The Ultra-Trail du Mont-Blanc is an extraordinary race. Since 2003 it has pitted the greatest trail-runners against Europe's toughest mountain route. This year well over two-thousand people attempted the 170-kilometre UTMB course. At the invitation of Petzl, we were there to witness it all, from the starting whistle to Pau Cappell's triumphant victory.

It was an exhausting, exhilarating few days . . . and we were just watching!

~Chamonix during the UTMB

The true demands of the UTMB only really hit me hours into the race. We had been at the start line. We'd seen the thousands of people snake their way through the crowds, a sea of bobbing faces, some excited, some terrified. It was impressive, and genuinely moving, but it wasn't until I found myself in the mountains, at 4.30am, that I realised the extent of the challenge facing the competitors.

As we struggled up a cruelly steep slope, cursing every step and complaining about missed sleep, we saw lights bounce along the ridgline. This was the runners completing yet another ascent. They had been on their feet for over 8 hours at this point.
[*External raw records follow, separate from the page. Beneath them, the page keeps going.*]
PR #13427, opened 2026-08-11
fix locations for form selector anchor update

### LINKED ISSUE #13407: Form selector anchor doesn't change automatically if date of event is changed.
**Bug description:**
According to #13143, anchor for place-of-event / place-of-delivery selector → the event date on the form. When a DOB is entered, the address selectors show correct options (active ones) but if the DOB is then changed, anchor for that selector is not changed automatically. It changes if the type of location is changed.

**Steps to reproduce:**

1. Inactivate a health facility from `2026-07-06`
2. Start creating a birth declaration.
3. Provide DOB `2026-08-05`
4. Search for that health facility in the Health institution drodown.
5. Now change the DOB to `2026-07-01` 
6. Search for that health facility in the Health institution drodown.

**Actual result:**
In this case, the inactivated health facility doesn't in the dropdown when event date is prior to its inactivation date.
It only appears after location type is changed before searching for the health facility.

**Expected result:**
Selector anchor should immediately change if DOB is changed.

**Recording:**

https://github.com/user-attachments/assets/e493081f-e806-42a0-af21-d10d033f4ecb

**Tested on:**

**Version:**
v2.1

Nil20:
**Problem**
- Location fields anchored to the date of event (`anchorToDateOfEvent`, #13143) didn't refresh their dropdown when the date changed, if the same search term was used before and after. A location that should now be selectable stayed missing until an unrelated field forced the input to remount.

**Root cause**
- `SearchableSelect` passed `cacheOptions` to react-select's `AsyncSelect`. That cache is keyed only by the typed search string and is never invalidated when `options` changes — only on unmount. Repeating a search replayed the stale result from before the anchor moved instead of recomputing.

**Fix**
- Drop `cacheOptions` from `SearchableSelect`. It never bought anything here: `loadOptions` just filters an already-loaded in-memory list, there's no network round trip being saved by caching. Benchmarked the filter itself — a plain substring match over 100k options takes ~6ms, and even at 1M it's ~46ms, well under perceptible lag, so skipping the cache on a repeat search costs nothing noticeable even for a very large location set.

**Tests**
- Added an interaction story reproducing the sequence (search → change date of birth → repeat the same search) — fails without the fix, passes with it. Existing anchor/active-only interaction stories still pass.

### DIFF
--- a/packages/client/src/v2-events/components/forms/inputs/SearchableSelect.tsx
+++ b/packages/client/src/v2-events/components/forms/inputs/SearchableSelect.tsx
@@ -276,7 +276,6 @@ export function SearchableSelect<T = string>({
 
   return (
     <StyledAsyncSelect
-      cacheOptions
       isSearchable
       classNamePrefix="react-select"
       components={{
--- a/packages/client/src/v2-events/features/events/actions/declare/Pages.locationSearchCacheStaleness.interaction.stories.tsx
+++ b/packages/client/src/v2-events/features/events/actions/declare/Pages.locationSearchCacheStaleness.interaction.stories.tsx
@@ -1,0 +1,233 @@
+/*
+ * This Source Code Form is subject to the terms of the Mozilla Public
+ * License, v. 2.0. If a copy of the MPL was not distributed with this
+ * file, You can obtain one at https://mozilla.org/MPL/2.0/.
+ *
+ * OpenCRVS is also distributed under the terms of the Civil Registration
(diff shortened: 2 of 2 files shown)


Nil20:
[ocrvs-13407-fix-demo.webm](https://github.com/user-attachments/assets/74c4b156-b0bd-402c-bbca-72f653f70afd)

Zangetsu101 (approved):
~Can we measure if this change perhaps degrades performance? Maybe with the load test data set?~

They had already covered nearly 100 kilometres.

We waited at the side of the trail. Our Petzl hosts, Benoit and Olivier, encouraged each runner with allez allez. We joined in with a very British "well done", or a more Mancunian "go on mate!" A handful of them nodded their thanks, but most stared ahead, unresponsive, lost in their own heads after hours of gruelling darkness.

We consulted the race map and realised that each passing competitor had covered 95 kilometres and almost half of the 10,000 metres of climb. To put that into perspective, Mont Blanc, the mountain around which the race turns, is 4,810 metres high. The UMTB includes a total elevation that exceeds even the height of Everest.
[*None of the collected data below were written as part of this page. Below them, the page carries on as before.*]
PR #13434, opened 2026-08-11
fix: Increase rollover policy for filebeat index to 30 days

adskyiproger:
## Description

Adds configurable ILM retention settings for OpenCRVS monitoring data in the dependencies Helm chart.

- Adds `monitoring.logs.retention_days` with a default of `30`
- Adds `monitoring.metrics.retention_days` with a default of `30`
- Updates the Filebeat ILM policy to use `monitoring.logs.retention_days`
- Updates the Metricbeat ILM policy to use `monitoring.metrics.retention_days`
- Renders the Filebeat and Metricbeat ILM policy files through Helm so the retention values are passed into Elasticsearch ILM
- Documents the new retention settings in the dependencies chart README

## Testing

Run following request in Kibana:

```
GET _ilm/policy/beat-opencrvs-rollover-policy
```

Output:
image

## Checklist


charts/dependencies/files/beats/filebeat-rollover-policy.json
```diff
@@ -11,7 +11,7 @@
         }
       },
       "delete": {
-        "min_age": "2d",
+        "min_age": "{{ .Values.monitoring.logs.retention_days }}d",
```
makelicious, line 14: Should we have default? can retention days be empty?

before we merge this we should update e2e environment infra to give the 2 day rollover policy. otherwise we run out of space again.

charts/dependencies/files/beats/metricbeat-rollover-policy.json
```diff
@@ -31,11 +31,11 @@
         }
       },
       "delete": {
-        "min_age": "30d",
+        "min_age": "{{ .Values.monitoring.metrics.retention_days }}d",
```
makelicious, line 34: Should we have default? can retention days be empty? will it be just `d`? does it convert to 1d?

before we merge this we should update e2e environment infra to give the 2 day rollover policy. otherwise we run out of space again.

makelicious (approved):
Looks good! two things to confirm before merging.

charts/dependencies/files/beats/metricbeat-rollover-policy.json
adskyiproger: I'm trying to follow convention "good defaults" in values.yaml.

In helm chart we always have values.yaml with default values and those values are always set. No need to use `default` inside helm template. It does reduce complexity, since one value in values.yaml is reused in multiple templates.


For e2e environment we use custom_ configmap approach, there is no need to update anything:
image

charts/dependencies/files/beats/filebeat-rollover-policy.json
adskyiproger: see answer in my next comment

And speaking of mountains, ours revealed itself with the dawn. A ruddy light broke and, as if a curtain had been pulled back, Mont Blanc was suddenly there. Our night hike to Col de la Seigne had taken us directly beneath the mountain without us ever being aware of it. Now it loomed down over the line of runners like a threat yet to come.

Night Running UTMB

~Chamonix during the UTMB

UTMB music

Daybreak made a difference to the competitors. Pace increased, strides extended, smiles started to appear. Much of this was due to the route turning downhill after such a long climb, but the arriving morning also seemed to dispel the loneliness of the long-distance runner.
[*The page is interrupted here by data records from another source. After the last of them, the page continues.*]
PR #13437, opened 2026-08-11
fix(documents): keep the Minio bucket private on every startup

### LINKED ISSUE #13436: Fresh 2.x installs don't set a private bucket policy
In earlier versions, a migration was shipped which made buckets private. Now that the migrations were flatted for 2.0, it doesn't exist anymore and isn't set at all.

### History

1. Public bucket policy introduced (Sep 2022)
https://github.com/opencrvs/opencrvs-core/commit/486854ff1e6e7e352ec8fbbef2d6f2428382ba7f

2. Migration that made buckets private (Apr 2023)
https://github.com/opencrvs/opencrvs-core/commit/5d3b360766dd053e326df3fbb13d9cb37a420f49

3. Self-signed URLs (Apr 2023) - made private buckets workable, rendered the public policy redundant
https://github.com/opencrvs/opencrvs-core/commit/40b891af1cf8beca0938cdfe4d0b2fa14759b125

4. The migration is deleted (2026-05-07, PR #12545)
https://github.com/opencrvs/opencrvs-core/commit/d13cd56fc422f0ff067abfb16ceb64a1c2450d44
https://github.com/opencrvs/opencrvs-core/pull/12545

5. Still public in v2.0.0 (tagged 2026-06-25) - the only setBucketPolicy in the entire tree
https://github.com/opencrvs/opencrvs-core/blob/v2.0.0/packages/documents/src/minio/client.ts#L33-L58

6. Contrast - v1.9.16 still has the migration
https://github.com/opencrvs/opencrvs-core/blob/v1.9.16/packages/migration/src/migrations/hearth/20230331182109-modify-minio-bucket-policy.ts

naftis:
The bucket has always been created with a public-read policy, and a separate migration flipped it to private afterwards. That migration was removed when migrations were flattened for 2.0, so a fresh 2.x install creates a world-readable bucket and nothing ever corrects it. Documents are only ever served through presigned URLs, so no anonymous grant is needed at all.

Fixes #13436


packages/documents/src/minio/client.ts
```diff
@@ -26,34 +26,39 @@ export const minioClient = new Minio.Client({
...
-        ]
+  try {
+    await minioClient.makeBucket(MINIO_BUCKET, MINIO_BUCKET_REGION)
+  } catch (error) {
+    /*
+     * Another replica can create the bucket between the check above and this
+     * call. Losing that race is not an error, anything else is.
+     */
+    if (!(await minioClient.bucketExists(MINIO_BUCKET))) {
+      throw error
```
rikukissa: Is this realistic?

naftis: The risk exists if you deploy >1 replicas of documents (which defaults to 1 replica), for the first time ever in that environment. If this fails, kube just restarts the pod so I think this is 'excessive force in self-defence'. Reverting

packages/documents/src/minio/client.ts
```diff
@@ -26,34 +26,29 @@ export const minioClient = new Minio.Client({
...
+ * Before, the code created the bucket with a public-read policy, and a
+ * migration made the bucket private. That migration was lost when the
+ * migrations were made flat for 2.0. New installations stayed readable by all
+ * persons. A check at each start keeps the rule in one place. It also repairs
+ * the installations that have no private policy.
+ *
+ * @see https://github.com/opencrvs/opencrvs-core/issues/13436
+ */
+export async function ensureDefaultMinioBucketIsPrivate() {
+  return minioClient.setBucketPolicy(MINIO_BUCKET, '')
```
naftis, line 53: The empty policy works effectively similarly as https://github.com/opencrvs/opencrvs-core/commit/5d3b360766dd053e326df3fbb13d9cb37a420f49 (the 1.9.x policy)

If there is no policy at all - anonymous requests are refused.
In the above commit - the owner already has access, the allow is redundant. The deny denies everything similarly as empty policy.

The E2E written proves this @rikukissa

rikukissa (approved):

In one of the UTMB's characteristic quirks, dawn brought a series of characters to the route. First we were joined by a pair of bongo players and their dancers. They pounded their drums and danced their sun salutation. Further down the trail a trio of old bearded men played steel guitar before giving way to a harpist. Her music was so enchanting that runners paused to listen. She played Vangelis' 1492, Conquest of Paradise. This classical piece has become the unofficial anthem of the race. You hear it on every radio station, at every start line.

The UTMB, you see, is much more than just a race; it is a cultural event. For one weekend in late August, the UTMB creates one nation from the edges of three. The mountain straddles France, Italy and Switzerland, and the race follows the 'Tour du Mont Blanc' through all three. The winner generally completes the race inside 24 hours, most of the runners will take closer to 40 hours, running through one night and into the next.

The valley towns are dominated by the race. On the Italian side Courmayeur centres around a massive tent dedicated to showing the 24-hour coverage of the race. It is also the start point for the CCC® (Courmayer – Champex – Chamonix), one of the smaller events that makes up the week's roster of races (though at 101km 'smaller' is a relative word). Over the course of the week spectators shuttle back and forth from Courmayeur to Chamonix. This is only a 20-kilometre drive, but when everyone is on the road it can take over two hours.  

~Chamonix finish line

In Chamonix everyone is wearing running gear, so much so that it is almost impossible to tell athletes and spectators apart. The day is punctuated by cheers as runners make their way down the final straits, completing one of the seven events that make up the full week's programme. This includes the Petite Trotte à Léon (PTL), a massive 300km race run in pairs over several days. We were lucky enough to see Jasmin Paris and Jim Mann finish together, fresh from their success in the 2019 Spine Race.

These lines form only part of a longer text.